I'm currently searching for a problem, I have debugged for quite a long time. I think this is the root problem why the pypy translation with pypy is still slower than cpython. Here are some of my findings (+questions):
The list of last tests that fail all have one thing in common: They have an issue with the gil/threading. (See ) Most interesting ones are the last five.
* test_gc_locking (2x) fail on the build bot (only using cpython), but not on my machine. This is strange because bbot and my vm use the same distro, same compiler version, .... the only difference is that bbot has better hardware and the tests are run with testrunner. Is there another way I can reproduce this?
* test_ping_pong. (-A test) ping pong from one thread to another stressing locking and the GIL switch. On s390x and the translated VM this takes really long (10 seconds and on bbot it seems to exceed 30 seconds when run in parallel). However if I run the same test with PYPYLOG=jit:- it completes in ~0.96 seconds (in gdb it is the same). If you subtract the time needed for printing you might end up with the same speed as x86 has for this test. What does the printing/gdbing trigger to let the GIL switch happen that smoothly?
* I have placed memory fences at the same positions as on ppc (2x isync and lwsync). Are there any other places that need to complete all pending the memory operations?
* There is one path in call_release_gil (just after the call) where rpy_fastgil was acquired (because it as 0) and the shadowstack is not the one of the current thread. Then *rpy_fastgil = 0 is set for the slowpath function. Wouldn't it be possible to steal the gil at this point? Would that lead to a problem?
On Tue, Feb 2, 2016 at 6:11 PM, Richard Plangger email@example.com wrote:
- There is one path in call_release_gil (just after the call) where
rpy_fastgil was acquired (because it as 0) and the shadowstack is not the one of the current thread. Then *rpy_fastgil = 0 is set for the slowpath function. Wouldn't it be possible to steal the gil at this point? Would that lead to a problem?
No, it's not a problem: setting *rpy_fastgil to zero releases the GIL again, and it will be re-acquired again by the called function (at reacqgil_addr). There is no issue if the GIL is re-acquired by a different thread exactly here; we will simply block in reacqgil_addr.

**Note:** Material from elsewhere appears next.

PR #917, opened 2023-11-03
[JavaScript] fix: deep copy old hash table when resizing

eric183:
The bucketsTmp variable only holds a reference to the original hash table,  which causes all key-value pairs to be lost after resizing.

Note that we should in theory do a "lwsync" just before setting *rpy_fastgil to zero, like we do in call_releasegil_addr_and_move_real_arguments(). It's not done, but I *think* it doesn't hurt in this particular case. I may actually be very wrong, but I base my reasoning on these facts:
1) "*rpy_fastgil=0" can always appear to occur later, from the point of view of other processors, which is not a problem
2) in this case the "*rpy_fastgil=0" cannot appear to occur too early: it must appear after the "stdcxx" instruction changed it to 1, and there is no other store between that "stdcxx" and the following "*rpy_fastgil=0". So "lwsync" is not useful here.